> [Your task]
Repeat each line of the records below exactly.

(Extracted material)

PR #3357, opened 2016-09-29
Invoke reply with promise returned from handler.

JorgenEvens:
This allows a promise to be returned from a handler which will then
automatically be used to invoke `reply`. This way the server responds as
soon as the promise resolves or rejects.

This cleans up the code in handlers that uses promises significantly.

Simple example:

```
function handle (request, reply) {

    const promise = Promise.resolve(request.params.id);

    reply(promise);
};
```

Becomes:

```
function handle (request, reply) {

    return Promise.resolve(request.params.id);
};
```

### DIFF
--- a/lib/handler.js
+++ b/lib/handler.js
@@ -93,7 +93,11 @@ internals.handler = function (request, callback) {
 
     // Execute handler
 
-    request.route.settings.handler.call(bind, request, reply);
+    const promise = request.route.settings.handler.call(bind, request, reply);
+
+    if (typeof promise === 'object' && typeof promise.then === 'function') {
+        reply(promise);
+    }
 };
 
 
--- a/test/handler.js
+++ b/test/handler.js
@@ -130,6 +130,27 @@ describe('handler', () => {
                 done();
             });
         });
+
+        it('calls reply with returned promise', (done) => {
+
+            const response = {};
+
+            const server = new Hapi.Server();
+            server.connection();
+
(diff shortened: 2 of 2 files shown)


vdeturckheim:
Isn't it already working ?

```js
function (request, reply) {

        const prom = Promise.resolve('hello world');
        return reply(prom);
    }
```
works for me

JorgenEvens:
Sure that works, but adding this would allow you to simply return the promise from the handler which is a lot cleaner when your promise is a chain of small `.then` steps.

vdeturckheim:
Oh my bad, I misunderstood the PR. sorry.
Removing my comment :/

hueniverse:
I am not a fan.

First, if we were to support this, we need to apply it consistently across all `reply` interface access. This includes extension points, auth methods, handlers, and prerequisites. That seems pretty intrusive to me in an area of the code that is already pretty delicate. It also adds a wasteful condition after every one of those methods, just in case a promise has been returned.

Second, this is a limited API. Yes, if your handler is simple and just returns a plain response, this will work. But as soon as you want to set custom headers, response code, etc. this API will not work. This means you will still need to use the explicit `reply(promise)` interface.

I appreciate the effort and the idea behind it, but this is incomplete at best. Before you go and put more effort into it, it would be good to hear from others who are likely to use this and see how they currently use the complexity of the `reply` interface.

(End Extracted material)

> [Answer]
PR #3357, opened 2016-09-29
Invoke reply with promise returned from handler.

JorgenEvens:
This allows a promise to be returned from a handler which will then
automatically be used to invoke `reply`. This way the server responds as
soon as the promise resolves or rejects.

This cleans up the code in handlers that uses promises significantly.

Simple example:

```
function handle (request, reply) {

    const promise = Promise.resolve(request.params.id);

    reply(promise);
};
```

Becomes:

```
function handle (request, reply) {

    return Promise.resolve(request.params.id);
};
```

### DIFF
--- a/lib/handler.js
+++ b/lib/handler.js
@@ -93,7 +93,11 @@ internals.handler = function (request, callback) {
 
     // Execute handler
 
-    request.route.settings.handler.call(bind, request, reply);
+    const promise = request.route.settings.handler.call(bind, request, reply);
+
+    if (typeof promise === 'object' && typeof promise.then === 'function') {
+        reply(promise);
+    }
 };
 
 
--- a/test/handler.js
+++ b/test/handler.js
@@ -130,6 +130,27 @@ describe('handler', () => {
                 done();
             });
         });
+
+        it('calls reply with returned promise', (done) => {
+
+            const response = {};
+
+            const server = new Hapi.Server();
+            server.connection();
+
(diff shortened: 2 of 2 files shown)


vdeturckheim:
Isn't it already working ?

```js
function (request, reply) {

        const prom = Promise.resolve('hello world');
        return reply(prom);
    }
```
works for me

JorgenEvens:
Sure that works, but adding this would allow you to simply return the promise from the handler which is a lot cleaner when your promise is a chain of small `.then` steps.

vdeturckheim:
Oh my bad, I misunderstood the PR. sorry.
Removing my comment :/

hueniverse:
I am not a fan.

First, if we were to support this, we need to apply it consistently across all `reply` interface access. This includes extension points, auth methods, handlers, and prerequisites. That seems pretty intrusive to me in an area of the code that is already pretty delicate. It also adds a wasteful condition after every one of those methods, just in case a promise has been returned.

Second, this is a limited API. Yes, if your handler is simple and just returns a plain response, this will work. But as soon as you want to set custom headers, response code, etc. this API will not work. This means you will still need to use the explicit `reply(promise)` interface.

I appreciate the effort and the idea behind it, but this is incomplete at best. Before you go and put more effort into it, it would be good to hear from others who are likely to use this and see how they currently use the complexity of the `reply` interface.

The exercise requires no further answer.